Neither a filmpoem nor a bio pic in the conventional sense, this six-minute film by Lisa Castagner, an artist from Northern Ireland, invokes the life and spirit of a fierce, 18th-century Icelandic poet I’d not previously heard about. Google Translate isn’t much help in deciphering the Icelandic Wikipedia page, except to impart the information that her given name was Björg Einarsdóttir, and “Látra-Björg” means something like “Trees, Boulders.” Fortunately, Castager’s description at Vimeo is a bit more helpful:
The title originates from a Viking proverb ‘Bundinn er bátlaus maðu’, meaning ‘Bound is a boatless man’. Likewise, a woman without a boat is a prisoner.
Látra-Björg was an 18th Century outcast fisherwoman who wrote poems believed to cast spells on those who crossed her. Fisherwomen were required to wear their skirts regardless of practicality, so they often defied the law and removed them at sea. Látra-Björg lived and died a beggar in an isolated northern fjord of Iceland during the ‘Mist Famine’ which forced many to emigrate to Canada.

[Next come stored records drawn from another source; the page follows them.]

PR #1203, opened 2018-01-17
[Core] Added eye of command support 

Pewtro:
It looks like this: 
image

### DIFF
--- a/src/Parser/Core/Modules/Items/Legion/EyeOfCommand.js
+++ b/src/Parser/Core/Modules/Items/Legion/EyeOfCommand.js
@@ -1,0 +1,143 @@
+import React from 'react';
+
+import SPELLS from 'common/SPELLS';
+import ITEMS from 'common/ITEMS';
+import { calculateSecondaryStatDefault } from 'common/stats';
+
+import Analyzer from 'Parser/Core/Analyzer';
+import Combatants from 'Parser/Core/Modules/Combatants';
+import { formatPercentage } from 'common/format';
+
+/**
+ * Eye of Command
+ * Your melee auto attacks increase your Critical Strike by X for 10 sec, stacking up to 10 times. This effect is reset if you auto attack a different target.
+ */
+class EyeOfCommand extends Analyzer {
+  static dependencies = {
+    combatants: Combatants,
+  };
+  eyeOfCommand = {
+    [SPELLS.LEGIONS_GAZE.id]: {
+      1: {
+        start: 0,
+        uptime: 0,
+      },
+      2: {
+        start: 0,
+        uptime: 0,
+      },
+      3: {
+        start: 0,
+        uptime: 0,
+      },
+      4: {
+        start: 0,
+        uptime: 0,
+      },
+      5: {
+        start: 0,
+        uptime: 0,
+      },
+      6: {
+        start: 0,
+        uptime: 0,
+      },
+      7: {
+        start: 0,
+        uptime: 0,
+      },
+      8: {
+        start: 0,
+        uptime: 0,
+      },
+      9: {
+        start: 0,
+        uptime: 0,
+      },
+      10: {
+        start: 0,
+        uptime: 0,
+      },
+    },
+  };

I made the piece as an imaginative interpretation of Látra-Björg’s poetry and story while I stayed in that part of Iceland; her most well-known poem is ‘Fagurt er i Fjörðum’ (‘Tis fair in the fjords), a verse describing the beauty of the fjords when the weather is fair, until the extreme hardships of the winter, ‘when man and beast must die’.